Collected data
══════════
PR #7001, opened 2020-12-22
[json-rpc] fixing flaky test

mimoo:
There are cases where the state will change in between queries to the full node,
this is not the case if we batch the queries.

### DIFF
--- a/json-rpc/json-rpc-spec.md
+++ b/json-rpc/json-rpc-spec.md
@@ -64,7 +64,11 @@ You can use this information to verify liveness / status of nodes in the network
 
 The JSON-RPC protocol allows requests to be batched. An arbitrary number of requests (maximum 20 by default) can be combined into a single batch and submitted to the server. These requests will be processed together under a single request context.
 
+For example:
 
+```
+curl -X POST -H "Content-Type: application/json" --data '[{"jsonrpc":"2.0","method":"get_metadata","params":[1],"id":1},{"jsonrpc":"2.0","method":"get_metadata","params":[9],"id":2}]' "https://client.testnet.diem.com/"
+```
 ### Errors
 
 If errors occur during a request, they are returned in an error object, as defined in: [https://www.jsonrpc.org/specification#error_object](https://www.jsonrpc.org/specification#error_object).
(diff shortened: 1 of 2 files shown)


libra-action:

Breaking changes policy:

2. Adding fields is ok.

json-rpc/json-rpc-spec.md
```diff
@@ -64,7 +64,11 @@ You can use this information to verify liveness / status of nodes in the network
 
 The JSON-RPC protocol allows requests to be batched. An arbitrary number of requests (maximum 20 by default) can be combined into a single batch and submitted to the server. These requests will be processed together under a single request context.
 
+For example:
 
+```
+curl -X POST -H "Content-Type: application/json" --data '[{"jsonrpc":"2.0","method":"get_metadata","params":[1],"id":1},{"jsonrpc":"2.0","method":"get_metadata","params":[9],"id":2}]' "https://client.testnet.libra.org/"
+```
```
xli, line 71: diem.com

xli (approved):

json-rpc/json-rpc-spec.md
mimoo: ooch ^^

json-rpc/tests/integration_test.rs
```diff
@@ -81,23 +81,40 @@ fn create_test_cases() -> Vec<Test> {
...
                 assert_eq!(metadata["module_publishing_allowed"], true);
                 assert_eq!(metadata["diem_version"], 1);
                 assert_eq!(metadata["dual_attestation_limit"], 1000000000);
-                assert_ne!(resp.diem_ledger_timestampusec, 0);
-                assert_ne!(resp.diem_ledger_version, 0);
+                assert_ne!(diem_ledger_timestampusec, 0);
+                assert_ne!(diem_ledger_version, 0);
 
                 // prove the accumulator_root_hash
-                let sp_resp = env.send("get_state_proof", json!([resp.diem_ledger_version]));
```
AnomalRoil, line 99: Actually this line was handling the "state can change inbetween" since it receives the "last known version from client" as being `resp.diem_ledger_version`.
So this is a unnecessary PR.

AnomalRoil: But there's a problem here since we check the provided proof against `metadata["accumulator_root_hash"]` below without batching the queries, agreed.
══════════
* **Task to carry out**
Repeat the data in full. Alter nothing.

* **Answer for the task**
PR #7001, opened 2020-12-22
[json-rpc] fixing flaky test

mimoo:
There are cases where the state will change in between queries to the full node,
this is not the case if we batch the queries.

### DIFF
--- a/json-rpc/json-rpc-spec.md
+++ b/json-rpc/json-rpc-spec.md
@@ -64,7 +64,11 @@ You can use this information to verify liveness / status of nodes in the network
 
 The JSON-RPC protocol allows requests to be batched. An arbitrary number of requests (maximum 20 by default) can be combined into a single batch and submitted to the server. These requests will be processed together under a single request context.
 
+For example:
 
+```
+curl -X POST -H "Content-Type: application/json" --data '[{"jsonrpc":"2.0","method":"get_metadata","params":[1],"id":1},{"jsonrpc":"2.0","method":"get_metadata","params":[9],"id":2}]' "https://client.testnet.diem.com/"
+```
 ### Errors
 
 If errors occur during a request, they are returned in an error object, as defined in: [https://www.jsonrpc.org/specification#error_object](https://www.jsonrpc.org/specification#error_object).
(diff shortened: 1 of 2 files shown)


libra-action:

Breaking changes policy:

2. Adding fields is ok.

json-rpc/json-rpc-spec.md
```diff
@@ -64,7 +64,11 @@ You can use this information to verify liveness / status of nodes in the network
 
 The JSON-RPC protocol allows requests to be batched. An arbitrary number of requests (maximum 20 by default) can be combined into a single batch and submitted to the server. These requests will be processed together under a single request context.
 
+For example:
 
+```
+curl -X POST -H "Content-Type: application/json" --data '[{"jsonrpc":"2.0","method":"get_metadata","params":[1],"id":1},{"jsonrpc":"2.0","method":"get_metadata","params":[9],"id":2}]' "https://client.testnet.libra.org/"
+```
```
xli, line 71: diem.com

xli (approved):

json-rpc/json-rpc-spec.md
mimoo: ooch ^^

json-rpc/tests/integration_test.rs
```diff
@@ -81,23 +81,40 @@ fn create_test_cases() -> Vec<Test> {
...
                 assert_eq!(metadata["module_publishing_allowed"], true);
                 assert_eq!(metadata["diem_version"], 1);
                 assert_eq!(metadata["dual_attestation_limit"], 1000000000);
-                assert_ne!(resp.diem_ledger_timestampusec, 0);
-                assert_ne!(resp.diem_ledger_version, 0);
+                assert_ne!(diem_ledger_timestampusec, 0);
+                assert_ne!(diem_ledger_version, 0);
 
                 // prove the accumulator_root_hash
-                let sp_resp = env.send("get_state_proof", json!([resp.diem_ledger_version]));
```
AnomalRoil, line 99: Actually this line was handling the "state can change inbetween" since it receives the "last known version from client" as being `resp.diem_ledger_version`.
So this is a unnecessary PR.

AnomalRoil: But there's a problem here since we check the provided proof against `metadata["accumulator_root_hash"]` below without batching the queries, agreed.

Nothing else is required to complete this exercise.